Alpert Medical School of Brown University, Department of Psychiatry and Human Behavior, Providence, RI, USA.
University of Notre Dame, Department of Psychology, Notre Dame, IN, USA.
J Affect Disord. 2020 May 1;268:206-214. doi: 10.1016/j.jad.2020.02.048. Epub 2020 Feb 28.
The current study aimed to classify recent and lifetime suicide attempt history among youth presenting to medical settings using machine learning (ML) as applied to a behavioral health screen self-report survey.

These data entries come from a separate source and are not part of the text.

PR #391, opened 2023-04-20
Added a skew factor to the number of clusters

thomasahle:
I talked to Matthijs Douze, and he recommended using a number of clusters that's slightly larger than sqrt(N).
This commit just adds three build arguments to do that.

### DIFF
--- a/algos.yaml
+++ b/algos.yaml
@@ -213,9 +213,26 @@ float:
       constructor: FastPQ
       base-args: ["@metric"]
       run-groups:
-        fast_pq:
-          # build_probes and skew_factor
-          args: [ [1, 2, 3], [1, 3, 9] ]
+        # Arguments are "build_probes" and "skew_factor"
+        # Time to build the index is mostly a factor of the skew_factor
+        # 1 | 578.4s
+        # 2 | 1033.9s
+        # 3 | 1410.6s
+        # 4 | 2420.7s (?)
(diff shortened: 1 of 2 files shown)


thomasahle:
@erikbern I want to make sure building the different parametrized indices don't take too long. 
Basically my fit/build consist of two tasks: (1) Running k-means on the dataset. (2) Adding each point to the `m` nearest clusters for some `m`.

The first task takes a long time 10-60 min depending on the number of cluster points.
The second task is quite fast. 1-3min.

The issue is, that with the current args vs query-args system, there's no way for me to cache the k-means clustering.
This means that when trying different values of `m`, the entire k-means process gets run from scratch.
Is there a way I can set up the configuration to prevent this problem? That would allow me to try more different `m` values.

thomasahle:
The ideal setting seems to be skew in [1, 4] and build_probes in [1, 9].
I could rewrite this pull-request using arg-groups, to just try one value for build-probes per skew. But if there's a way to cache the k-means, so I only have to do it 4 times, then I could try the whole product [1, 4] x [1, 9].

Figure_1

erikbern:
Seems a bit complex to refactor the benchmarks to support what you want to do – hopefully you can fit it into the current system!

thomasahle:
Sure, I've updated it with some more fine grained arg-groups. Hopefully they don't time out.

In the current study, 13,325 (mean age = 17.06, SD = 2.61) pediatric primary care patients from rural, semi-urban, and urban areas of Pennsylvania and 12,001 (mean age = 15.79, SD = 1.40) pediatric patients from an urban children's hospital emergency department were included in the analyses. We used two methods of ML (decision trees, random forests) to (a) generate algorithms to classify suicide attempt history, and (b) validate generated algorithms within and across samples to assess model performance. We also employed ridge regression to evaluate performance of the ML approaches.
Our findings demonstrate that ML approaches did not enhance our ability to classify lifetime or recent suicide attempt history among youth across medical care settings, suggesting that relationships may be mainly linear and non-interactive. In line with prior research, a history of suicide planning, active suicidal ideation, passive suicidal ideation, and nonsuicidal self-injury emerged as relatively important correlates of suicide attempt.
The cross-sectional nature of the current study prevents us from determining the extent to which the important variables identified confer risk for future suicidal behavior.
The present study underscores the importance of suicide risk screenings that focus on the assessment of active and passive suicidal ideation and suicide planning, in addition to nonsuicidal self-injury, across pediatric medical settings.
本研究旨在通过机器学习(ML)对行为健康筛查自我报告调查进行应用,对就诊于医疗环境的青少年进行近期和终生自杀尝试史的分类。
在本研究中,宾夕法尼亚州农村、半城市和城市地区的 13325 名(平均年龄=17.06,SD=2.61)儿科初级保健患者和 12001 名(平均年龄=15.79,SD=1.40)城市儿童医院急诊部的儿科患者被纳入分析。我们使用两种机器学习方法(决策树、随机森林)来:(a)生成算法以分类自杀尝试史,以及(b)在样本内和跨样本验证生成的算法,以评估模型性能。我们还采用岭回归来评估 ML 方法的性能。
我们的研究结果表明,ML 方法并没有增强我们在医疗保健环境中对青少年终生或近期自杀尝试史进行分类的能力,这表明关系可能主要是线性的且非交互的。与先前的研究一致,自杀计划史、主动自杀意念、被动自杀意念和非自杀性自伤是自杀尝试的相对重要的相关因素。
本研究的横断面性质限制了我们确定所确定的重要变量对未来自杀行为风险的程度。
本研究强调了在儿科医疗环境中,除了非自杀性自伤外,还应重点关注对主动和被动自杀意念和自杀计划的评估,进行自杀风险筛查的重要性。